Exercise brief:
Lines with the string "write" must each be copied from the listing.
▬▬▬
PR #4496, opened 2025-05-03
feat: Use posix_spawn for JOB_NOWAIT jobs

### LINKED ISSUE #3352: tmux slows in proportion to scrollback size, but only when status has subshells
After setting a large `history-limit`, as scrollback is filled with 78 column lines, tmux becomes increasingly sluggish to complete `refresh-client -S` (and everywhere else), but only if there are subshells in status format (`ie #(command ...)`).  Eventually tmux becomes unusable and 100% cpu, by about 40M lines of scrollback, even with no output or interaction and just one tmux window open.

The performance is fair enough (for that many lines) when there is no status-left defined.  I do not understand why scrollback size and presence of subshells in status format are linked and cause this incredible slowdown.

1. build latest master on linux with --enable-utempter --enable-static --enable-utf8proc --disable-systemd --sysconfdir=/etc
2. create rcfile:
```
set-option -g history-limit 2147483647
set-option -g status-left-length 99

set-option -qg \
status-left "\
#(git -C #{pane_current_path} \
  symbolic-ref --short HEAD) \
#(git -C #{pane_current_path} \
  status -uno --porcelain \
  | awk '{if \(!seen[$1]\) {printf\($1\); seen[$1]=1}}')\
#(git -C #{pane_current_path} \
  rev-list --walk-reflogs --count refs/stash 2>/dev/null) \
"
```
3. start a new tmux
4. run
```
perl -le 'for ($i = 0; $i < 10000000; $i++) {print "a" x 78}'
```
5. try `time refresh-client -S`
6. repeat steps 3 and 4, yielding following run times:
10M lines: 0.13s
20M lines: 0.22s
30M lines: 0.31s
40M lines: 0.42s

by that time cpu fans are going, takes 66 seconds to enter copy-paste mode, with lines 0/29999999 shown, scrolling painfully slow, then stops interaction altogether, cpu 100%.  you can wait a long time and it seems to never stop.  You can interact with tmux, just everything is very slow, on timescale of minutes or tens of seconds even for tmux prompt input to echo

*without* **status-left** as above,`refresh-client -S` completes instantly, no matter how many lines of scrollback!!  Note that `pane_current_path` does not need to be inside git directory for this to happen, or for tmux to have ever been inside one from start.

Not sure if this is related to #2551 or not.  After this test, it takes several minutes to exit the test window and full cpu is being used the whole time.  But it will exit properly and do orderly shutdown.
If not exiting, Tmux never recovers interactive performance after this, even if all windows that had scrollback are closed, and new empty ones opened instead, it will always be very slow even several hours later and continue to use high cpu even with one window, no scrollback, running a shell doing nothing.

eMPee584:
Ah wow, have been testing this for two weeks and making the status calls (JOB_NOWAIT) go via posix_spawn() seems to fix #3352, no accumulating sluggishness like before. Awesome : D
If AI co-created code is not acceptable, at least this provides a proof of concept..
Oh and the environment handling, probably only useful for a very small subset of status line commands, I didn't ask for it but neither did I try ripping it out yet..

--------------------------

Implement posix_spawn() in job_run() for jobs flagged with JOB_NOWAIT and not requiring a PTY. This avoids a full fork() for simple background tasks.

Includes:
- Added posix_spawn path in job_run().
- Added environ_get_envp() and environ_free_envp() helpers.
- Set up pipe and bufferevent to capture stdout for spawned jobs.
- Addressed various compilation and runtime issues during implementation.

Note: The cwd parameter is currently ignored for posix_spawn jobs.

[**AI crafted using roo code and gemini 2.5 pro**]

### DIFF
--- a/environ.c
+++ b/environ.c
@@ -279,3 +279,52 @@ environ_for_session(struct session *s, int no_TERM)
 
 	return (env);
 }
+
+/* Create an envp array from an environment. */
+char **
+environ_get_envp(struct environ *env)
+{
+	struct environ_entry	*envent;
+	char			**envp;
+	u_int			  i, count;
+
+	/* Count entries. */
+	count = 0;
+	RB_FOREACH(envent, environ, env) {
+		if (envent->value != NULL &&
+		    *envent->name != '\0' &&
+		    (~envent->flags & ENVIRON_HIDDEN))
+			count++;
+	}
+
+	/* Allocate envp array. */
+	envp = xcalloc(count + 1, sizeof *envp);
+
+	/* Populate envp array. */
+	i = 0;
+	RB_FOREACH(envent, environ, env) {
+		if (envent->value != NULL &&
+		    *envent->name != '\0' &&
+		    (~envent->flags & ENVIRON_HIDDEN)) {
+			xasprintf(&envp[i], "%s=%s", envent->name, envent->value);
+			log_debug("%s: adding to envp: %s", __func__, envp[i]); /* Log added env var */
+			i++;
+		}
+	}
+	envp[i] = NULL;
+
+	return (envp);
+}
+
+/* Free an envp array created by environ_get_envp. */
+void
+environ_free_envp(char **envp)
+{
+	u_int	i;
+
+	if (envp == NULL)
+		return;
+	for (i = 0; envp[i] != NULL; i++)
+		free(envp[i]);
+	free(envp);
+}
--- a/job.c
+++ b/job.c
@@ -21,8 +21,10 @@
 #include <sys/socket.h>
 #include <sys/wait.h>
 
+#include <errno.h> /* Added for errno */
 #include <fcntl.h>
 #include <signal.h>
+#include <spawn.h> /* Added for posix_spawn */
 #include <stdlib.h>
 #include <string.h>
 #include <unistd.h>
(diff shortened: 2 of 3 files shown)


nicm:
Well, I don't mind doing this, although I'd like to know the benefit. fork has been COW for years (decades?) so what is the benefit of posix_spawn?

Also I'm not sure I can take this since you have told me you didn't write it. What is the license of this code? It is a large enough change to be potentially copyrightable, although it is quite generic. You didn't write it so you don't own the copyright. Can you find out if this code is public domain or can be BSD licensed or what the story is? You may need to find a statement on Google's website.

eMPee584:
Sorry my browser session crashed and ate the reply, then I got swamped in other random stuff to deal with.. I'll need a few more days to get back to this. Any reason to rush conclusions?

eMPee584:
Also just figured out my mail account started to feed all github notification emails into the spam folder, so that didn't help my responsiveness on various issues..

eMPee584:
> what is the benefit of posix_spawn?

Well yeah supposedly fork() does COW, but for whatever reason, without this patch there was heavy session _aging_ (any tmux interaction get's more and more sluggish due to multiple shell commands launched from status-line on every refresh).. now, even with many windows and large histories: **zero latency** 🥲 ... like, finally can feel the power of my ancient hexacore rig, fluidly zapping through tens and tens of tmux windows AT LAST 
… what I am unsure about though is the whole environment variable support, but I guess it's necessary if you don't want to restrict the versatility of this call method.. 🤔

> [**Use of Generated Content**](https://ai.google.dev/gemini-api/terms#use-generated)
> 
> Some of our Services allow you to generate original content. **Google won't claim ownership over that content**. You acknowledge that Google may generate the same or similar content for others and that we reserve all rights to do so.
> 
> As required by the API Terms, you'll comply with applicable law in using generated content, which may require the provision of [attribution](https://ai.google.dev/api/rest/v1beta/CitationMetadata) to your users when returned as part of an API call. Use discretion before relying on generated content, including [code](https://g.co/legal/generative-code). You're responsible for your use of generated content, and for the use of that content by anyone you share it with.

Licensing-wise this seems to suggest all copyright ownership or infringement responsibility is on the user.

smemsh:
> fork has been COW for years (decades?) so what is the benefit of posix_spawn

Data pages copy on write, but as per #3352, that does not include the PTEs representing those pages, which can accumulate to large quantities over time in some tmux configurations.

Also a side note related to that issue: `tcsetpgrp()` semantics for setting controlling tty are available race-free in glibc `posix_spawn()` now -- see bminor/glibc@6289d28d -- by setting it up with `posix_spawn_file_actions_addtcsetpgrp_np()` and passing the controlling terminal fd.  So `posix_spawn()` could be used for panes as well, in theory.

I haven't looked at other platforms though... I was just getting around to looking at this again, as it remains an issue that tmux gradually slows down, but then I noticed this PR... hrmmm AI :-/

smemsh:
After using this PR, *wow*, it's much faster now with even small amounts of scrollback (couple million 80-col lines globally was already over 100ms, now 0).  This is a considerable improvement.  I had backgrounded+disowned my `refresh-client -S` in $PROMPT_COMMAND shell function already before, but it still caused an accumulating lag from all that PTE copying.

It may be better to have long-running procs for the `#()` expansions -- then tmux is just doing IO and not forking -- but if I understand how that works, it would need to keep writing a new line every second (the minimum quantum) to have the latest info (tmux uses the latest line whenever it needs to render).   Whereas this patch allows the expansions to work in the obvious way, by running single commands on demand only, which terminate, and don't unexpectedly take a long time and cause growing CPU drag as scrollback increases.

Using `posix_spawn()` for new panes also would be great, but a lot harder for reasons mentioned in the other issue.  However this patch seems like a good start and is immediately useful.  Thanks for posting it @eMPee584.

nicm:
I think this is OK but it needs to be cleaned up a bit, at minimum I would use a separate function for the `posix_spawn` path (and probably the `forkpty` path too). I also don't see why it is limited to `JOB_NOWAIT`, it just tells tmux not to care if the process has exited?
▬▬▬
Solution below:
Also I'm not sure I can take this since you have told me you didn't write it. What is the license of this code? It is a large enough change to be potentially copyrightable, although it is quite generic. You didn't write it so you don't own the copyright. Can you find out if this code is public domain or can be BSD licensed or what the story is? You may need to find a statement on Google's website.
Data pages copy on write, but as per #3352, that does not include the PTEs representing those pages, which can accumulate to large quantities over time in some tmux configurations.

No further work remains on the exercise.